Required action = From the listing below, select every line where the word "makes" appears.

-------- Material supplied --------

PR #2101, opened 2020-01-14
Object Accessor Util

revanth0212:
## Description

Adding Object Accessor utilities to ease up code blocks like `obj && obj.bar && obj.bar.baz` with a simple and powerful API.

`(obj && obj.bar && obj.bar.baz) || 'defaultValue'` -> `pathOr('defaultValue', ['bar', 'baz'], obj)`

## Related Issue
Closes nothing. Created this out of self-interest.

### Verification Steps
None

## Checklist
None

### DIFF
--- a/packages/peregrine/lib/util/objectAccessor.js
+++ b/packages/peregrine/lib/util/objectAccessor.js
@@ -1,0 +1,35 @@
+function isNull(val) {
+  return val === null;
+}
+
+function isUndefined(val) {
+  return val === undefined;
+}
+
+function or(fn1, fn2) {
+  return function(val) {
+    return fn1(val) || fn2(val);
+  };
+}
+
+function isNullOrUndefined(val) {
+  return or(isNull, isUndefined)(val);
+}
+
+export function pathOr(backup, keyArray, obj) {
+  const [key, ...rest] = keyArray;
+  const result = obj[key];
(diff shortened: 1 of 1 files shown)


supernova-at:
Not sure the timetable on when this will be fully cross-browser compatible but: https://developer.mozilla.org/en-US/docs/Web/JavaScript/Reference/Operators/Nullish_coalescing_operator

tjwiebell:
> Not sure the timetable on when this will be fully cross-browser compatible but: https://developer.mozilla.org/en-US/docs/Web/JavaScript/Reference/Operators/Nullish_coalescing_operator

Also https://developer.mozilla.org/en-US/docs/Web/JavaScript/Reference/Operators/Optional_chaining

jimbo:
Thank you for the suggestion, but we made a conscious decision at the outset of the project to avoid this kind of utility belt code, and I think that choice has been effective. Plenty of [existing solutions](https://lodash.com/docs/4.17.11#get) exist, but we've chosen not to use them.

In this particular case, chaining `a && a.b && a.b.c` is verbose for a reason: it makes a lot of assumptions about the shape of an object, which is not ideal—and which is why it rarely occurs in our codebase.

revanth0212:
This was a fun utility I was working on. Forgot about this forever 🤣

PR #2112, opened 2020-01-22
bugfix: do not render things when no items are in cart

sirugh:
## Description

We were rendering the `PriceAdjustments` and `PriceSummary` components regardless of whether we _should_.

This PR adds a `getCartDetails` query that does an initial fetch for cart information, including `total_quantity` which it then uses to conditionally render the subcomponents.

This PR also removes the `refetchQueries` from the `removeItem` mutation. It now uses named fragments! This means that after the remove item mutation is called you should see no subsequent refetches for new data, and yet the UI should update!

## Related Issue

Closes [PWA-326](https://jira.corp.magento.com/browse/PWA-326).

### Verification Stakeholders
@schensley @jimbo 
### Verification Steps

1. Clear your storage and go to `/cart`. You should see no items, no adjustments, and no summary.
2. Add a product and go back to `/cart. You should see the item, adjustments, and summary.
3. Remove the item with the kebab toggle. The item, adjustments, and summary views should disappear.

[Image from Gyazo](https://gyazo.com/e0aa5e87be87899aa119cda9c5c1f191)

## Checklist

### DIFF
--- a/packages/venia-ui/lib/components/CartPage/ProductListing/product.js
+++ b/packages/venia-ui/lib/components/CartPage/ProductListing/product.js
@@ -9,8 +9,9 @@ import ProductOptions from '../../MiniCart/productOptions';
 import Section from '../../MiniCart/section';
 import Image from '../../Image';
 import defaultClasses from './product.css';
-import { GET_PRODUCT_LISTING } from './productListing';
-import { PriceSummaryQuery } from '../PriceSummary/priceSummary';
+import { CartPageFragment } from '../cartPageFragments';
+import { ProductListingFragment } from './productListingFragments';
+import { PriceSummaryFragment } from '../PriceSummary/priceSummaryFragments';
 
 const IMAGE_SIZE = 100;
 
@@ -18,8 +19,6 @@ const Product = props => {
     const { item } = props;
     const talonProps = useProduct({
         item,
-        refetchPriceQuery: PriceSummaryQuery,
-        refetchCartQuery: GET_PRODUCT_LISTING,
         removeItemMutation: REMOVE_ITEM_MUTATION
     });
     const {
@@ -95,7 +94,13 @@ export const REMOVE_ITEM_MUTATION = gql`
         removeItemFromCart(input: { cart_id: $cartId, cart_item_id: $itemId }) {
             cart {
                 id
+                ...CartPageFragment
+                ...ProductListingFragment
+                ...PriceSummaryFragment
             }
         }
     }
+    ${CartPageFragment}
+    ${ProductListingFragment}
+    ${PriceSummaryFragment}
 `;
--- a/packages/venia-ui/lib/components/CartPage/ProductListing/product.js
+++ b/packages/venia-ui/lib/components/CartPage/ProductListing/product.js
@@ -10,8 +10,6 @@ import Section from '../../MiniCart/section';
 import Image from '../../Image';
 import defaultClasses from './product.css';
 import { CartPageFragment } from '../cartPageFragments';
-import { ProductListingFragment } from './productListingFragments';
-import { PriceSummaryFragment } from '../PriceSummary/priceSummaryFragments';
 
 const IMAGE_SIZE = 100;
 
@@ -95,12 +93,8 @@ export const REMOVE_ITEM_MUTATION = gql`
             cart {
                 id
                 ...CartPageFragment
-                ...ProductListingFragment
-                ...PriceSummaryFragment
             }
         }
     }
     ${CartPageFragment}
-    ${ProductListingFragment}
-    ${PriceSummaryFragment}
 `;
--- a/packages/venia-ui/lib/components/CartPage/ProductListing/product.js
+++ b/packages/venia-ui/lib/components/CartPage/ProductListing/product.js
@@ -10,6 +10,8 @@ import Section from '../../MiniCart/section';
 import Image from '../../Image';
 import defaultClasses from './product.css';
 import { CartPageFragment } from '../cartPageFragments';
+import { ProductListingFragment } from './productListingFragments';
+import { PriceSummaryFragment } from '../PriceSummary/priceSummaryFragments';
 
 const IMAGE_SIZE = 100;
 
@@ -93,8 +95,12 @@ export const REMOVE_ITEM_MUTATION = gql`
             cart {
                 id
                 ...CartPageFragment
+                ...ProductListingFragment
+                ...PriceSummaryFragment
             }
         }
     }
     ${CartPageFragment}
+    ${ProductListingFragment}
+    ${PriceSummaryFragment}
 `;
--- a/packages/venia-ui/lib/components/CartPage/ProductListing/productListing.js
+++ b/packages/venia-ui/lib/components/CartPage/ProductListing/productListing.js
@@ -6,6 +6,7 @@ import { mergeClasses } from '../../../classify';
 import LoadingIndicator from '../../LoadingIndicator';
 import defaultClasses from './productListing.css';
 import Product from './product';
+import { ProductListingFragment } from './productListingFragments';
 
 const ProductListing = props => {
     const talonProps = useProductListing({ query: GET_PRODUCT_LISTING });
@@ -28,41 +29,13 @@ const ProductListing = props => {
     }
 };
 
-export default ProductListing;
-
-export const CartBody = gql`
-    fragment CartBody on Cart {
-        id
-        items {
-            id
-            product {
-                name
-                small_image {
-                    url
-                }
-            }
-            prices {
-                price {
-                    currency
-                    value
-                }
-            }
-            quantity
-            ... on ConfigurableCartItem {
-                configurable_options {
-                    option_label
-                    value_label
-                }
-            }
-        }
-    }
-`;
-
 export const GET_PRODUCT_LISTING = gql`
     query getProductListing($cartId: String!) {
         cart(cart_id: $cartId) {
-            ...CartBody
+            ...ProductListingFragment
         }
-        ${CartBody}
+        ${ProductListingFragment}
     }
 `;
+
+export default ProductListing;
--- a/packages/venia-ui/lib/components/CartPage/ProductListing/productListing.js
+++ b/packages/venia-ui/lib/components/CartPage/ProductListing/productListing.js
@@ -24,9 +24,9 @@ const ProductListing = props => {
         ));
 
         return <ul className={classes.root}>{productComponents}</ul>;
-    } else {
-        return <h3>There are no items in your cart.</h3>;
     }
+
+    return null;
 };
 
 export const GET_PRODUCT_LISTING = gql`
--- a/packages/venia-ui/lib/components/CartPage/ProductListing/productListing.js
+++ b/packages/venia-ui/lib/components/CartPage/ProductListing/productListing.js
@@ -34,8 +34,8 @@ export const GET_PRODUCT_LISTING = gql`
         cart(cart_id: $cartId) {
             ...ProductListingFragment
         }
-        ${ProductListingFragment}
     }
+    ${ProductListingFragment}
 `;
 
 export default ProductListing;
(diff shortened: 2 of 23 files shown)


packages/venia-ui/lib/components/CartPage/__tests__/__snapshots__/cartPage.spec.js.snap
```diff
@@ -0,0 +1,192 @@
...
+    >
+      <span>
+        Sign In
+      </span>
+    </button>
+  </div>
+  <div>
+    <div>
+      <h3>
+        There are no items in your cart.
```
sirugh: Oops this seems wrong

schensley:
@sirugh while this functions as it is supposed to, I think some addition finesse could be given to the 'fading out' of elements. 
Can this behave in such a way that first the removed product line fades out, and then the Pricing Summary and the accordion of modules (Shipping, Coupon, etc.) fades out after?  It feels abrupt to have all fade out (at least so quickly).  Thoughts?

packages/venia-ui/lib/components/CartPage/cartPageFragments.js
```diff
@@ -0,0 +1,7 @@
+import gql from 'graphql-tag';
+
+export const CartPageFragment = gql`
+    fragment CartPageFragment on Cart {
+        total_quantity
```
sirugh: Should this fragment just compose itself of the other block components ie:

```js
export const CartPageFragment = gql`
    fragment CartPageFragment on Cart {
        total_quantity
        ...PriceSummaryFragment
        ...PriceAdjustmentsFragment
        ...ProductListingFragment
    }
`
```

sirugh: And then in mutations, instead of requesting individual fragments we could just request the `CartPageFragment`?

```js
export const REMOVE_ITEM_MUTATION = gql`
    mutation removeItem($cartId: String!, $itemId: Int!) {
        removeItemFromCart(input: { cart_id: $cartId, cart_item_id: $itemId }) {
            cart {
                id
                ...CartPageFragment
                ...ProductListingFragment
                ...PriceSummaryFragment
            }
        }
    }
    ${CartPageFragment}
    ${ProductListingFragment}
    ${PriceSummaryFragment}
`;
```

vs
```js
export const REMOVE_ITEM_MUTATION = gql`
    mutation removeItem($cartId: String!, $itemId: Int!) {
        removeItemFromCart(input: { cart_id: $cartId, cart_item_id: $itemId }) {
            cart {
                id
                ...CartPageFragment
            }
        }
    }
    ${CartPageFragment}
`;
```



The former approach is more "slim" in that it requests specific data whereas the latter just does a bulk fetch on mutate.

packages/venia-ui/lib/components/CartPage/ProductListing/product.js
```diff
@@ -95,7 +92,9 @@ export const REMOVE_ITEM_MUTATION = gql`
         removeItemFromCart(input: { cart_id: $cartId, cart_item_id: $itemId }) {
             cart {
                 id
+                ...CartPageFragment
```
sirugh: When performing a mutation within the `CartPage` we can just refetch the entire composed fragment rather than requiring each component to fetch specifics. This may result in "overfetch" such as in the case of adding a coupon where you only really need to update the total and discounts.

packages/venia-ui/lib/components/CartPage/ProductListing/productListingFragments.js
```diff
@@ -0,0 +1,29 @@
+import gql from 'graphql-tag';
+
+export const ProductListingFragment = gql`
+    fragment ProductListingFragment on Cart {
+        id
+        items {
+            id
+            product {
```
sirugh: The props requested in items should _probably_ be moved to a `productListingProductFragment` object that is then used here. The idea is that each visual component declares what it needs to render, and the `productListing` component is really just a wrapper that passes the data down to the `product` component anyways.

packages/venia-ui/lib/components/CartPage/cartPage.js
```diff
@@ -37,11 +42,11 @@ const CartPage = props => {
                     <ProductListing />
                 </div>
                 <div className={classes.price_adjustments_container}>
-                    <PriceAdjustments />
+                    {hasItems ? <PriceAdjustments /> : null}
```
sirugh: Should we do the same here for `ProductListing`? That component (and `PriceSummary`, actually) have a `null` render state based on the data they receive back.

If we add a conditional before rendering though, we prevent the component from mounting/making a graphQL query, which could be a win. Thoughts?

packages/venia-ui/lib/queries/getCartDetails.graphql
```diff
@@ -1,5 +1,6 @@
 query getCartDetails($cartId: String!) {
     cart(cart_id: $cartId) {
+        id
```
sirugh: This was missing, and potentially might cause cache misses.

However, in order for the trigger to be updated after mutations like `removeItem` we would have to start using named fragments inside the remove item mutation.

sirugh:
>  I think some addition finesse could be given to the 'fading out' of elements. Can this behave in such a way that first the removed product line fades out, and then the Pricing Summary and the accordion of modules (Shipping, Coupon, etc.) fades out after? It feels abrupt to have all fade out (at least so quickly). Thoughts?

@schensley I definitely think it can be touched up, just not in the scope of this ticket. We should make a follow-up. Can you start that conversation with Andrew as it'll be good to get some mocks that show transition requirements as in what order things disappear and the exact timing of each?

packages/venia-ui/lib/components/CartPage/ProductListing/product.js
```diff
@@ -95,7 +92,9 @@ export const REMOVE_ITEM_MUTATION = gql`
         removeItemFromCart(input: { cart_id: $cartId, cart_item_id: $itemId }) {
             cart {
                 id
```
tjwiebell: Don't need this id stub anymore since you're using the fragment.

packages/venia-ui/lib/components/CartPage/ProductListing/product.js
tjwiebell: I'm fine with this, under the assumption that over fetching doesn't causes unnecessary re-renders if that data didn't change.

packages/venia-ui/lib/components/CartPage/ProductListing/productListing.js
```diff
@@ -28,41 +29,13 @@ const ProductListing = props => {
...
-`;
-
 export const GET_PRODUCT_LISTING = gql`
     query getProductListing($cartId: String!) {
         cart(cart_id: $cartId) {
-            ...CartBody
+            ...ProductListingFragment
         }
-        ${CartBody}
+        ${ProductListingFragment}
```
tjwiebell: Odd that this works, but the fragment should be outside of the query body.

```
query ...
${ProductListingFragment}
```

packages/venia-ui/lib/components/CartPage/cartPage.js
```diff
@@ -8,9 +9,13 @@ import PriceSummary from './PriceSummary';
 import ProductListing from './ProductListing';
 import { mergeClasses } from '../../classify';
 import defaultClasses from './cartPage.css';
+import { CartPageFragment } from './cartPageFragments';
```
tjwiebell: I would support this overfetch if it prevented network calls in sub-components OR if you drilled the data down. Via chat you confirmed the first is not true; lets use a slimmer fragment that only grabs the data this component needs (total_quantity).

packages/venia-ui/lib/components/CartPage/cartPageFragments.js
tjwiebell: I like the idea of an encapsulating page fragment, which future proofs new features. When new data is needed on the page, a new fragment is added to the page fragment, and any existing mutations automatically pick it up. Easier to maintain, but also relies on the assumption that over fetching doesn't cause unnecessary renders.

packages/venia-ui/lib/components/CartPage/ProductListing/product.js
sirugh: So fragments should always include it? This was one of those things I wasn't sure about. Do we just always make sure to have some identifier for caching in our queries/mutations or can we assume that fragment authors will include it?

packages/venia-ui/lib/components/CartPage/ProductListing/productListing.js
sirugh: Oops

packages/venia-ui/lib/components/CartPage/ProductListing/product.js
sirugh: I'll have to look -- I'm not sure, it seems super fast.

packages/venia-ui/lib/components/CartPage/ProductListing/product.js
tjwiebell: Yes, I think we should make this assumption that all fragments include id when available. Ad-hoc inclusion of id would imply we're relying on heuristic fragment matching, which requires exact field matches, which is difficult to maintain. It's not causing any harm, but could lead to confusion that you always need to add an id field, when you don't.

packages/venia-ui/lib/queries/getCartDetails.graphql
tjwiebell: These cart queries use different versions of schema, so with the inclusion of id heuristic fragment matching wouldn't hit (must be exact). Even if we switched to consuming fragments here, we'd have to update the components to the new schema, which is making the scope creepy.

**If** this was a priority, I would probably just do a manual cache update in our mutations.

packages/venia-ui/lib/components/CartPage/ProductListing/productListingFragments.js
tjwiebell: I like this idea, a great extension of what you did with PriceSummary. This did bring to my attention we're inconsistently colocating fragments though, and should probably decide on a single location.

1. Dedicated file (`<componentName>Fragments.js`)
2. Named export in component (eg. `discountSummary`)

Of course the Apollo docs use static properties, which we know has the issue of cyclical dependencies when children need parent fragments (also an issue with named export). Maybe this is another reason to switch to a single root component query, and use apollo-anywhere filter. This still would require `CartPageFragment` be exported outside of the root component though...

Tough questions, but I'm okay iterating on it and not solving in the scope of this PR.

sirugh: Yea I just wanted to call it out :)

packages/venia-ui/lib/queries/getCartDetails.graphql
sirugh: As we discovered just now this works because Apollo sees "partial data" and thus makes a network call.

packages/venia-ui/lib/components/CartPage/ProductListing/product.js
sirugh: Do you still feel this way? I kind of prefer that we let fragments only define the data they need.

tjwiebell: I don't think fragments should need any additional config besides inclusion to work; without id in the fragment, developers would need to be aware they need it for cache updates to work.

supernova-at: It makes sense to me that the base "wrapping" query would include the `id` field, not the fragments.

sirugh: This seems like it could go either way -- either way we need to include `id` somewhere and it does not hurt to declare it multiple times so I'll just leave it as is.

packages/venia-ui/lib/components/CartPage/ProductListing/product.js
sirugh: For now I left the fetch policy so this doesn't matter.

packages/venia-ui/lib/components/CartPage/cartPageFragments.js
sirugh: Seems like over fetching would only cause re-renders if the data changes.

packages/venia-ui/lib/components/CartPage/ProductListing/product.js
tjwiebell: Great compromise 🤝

--------

Written response =
In this particular case, chaining `a && a.b && a.b.c` is verbose for a reason: it makes a lot of assumptions about the shape of an object, which is not ideal—and which is why it rarely occurs in our codebase.
sirugh: As we discovered just now this works because Apollo sees "partial data" and thus makes a network call.
supernova-at: It makes sense to me that the base "wrapping" query would include the `id` field, not the fragments.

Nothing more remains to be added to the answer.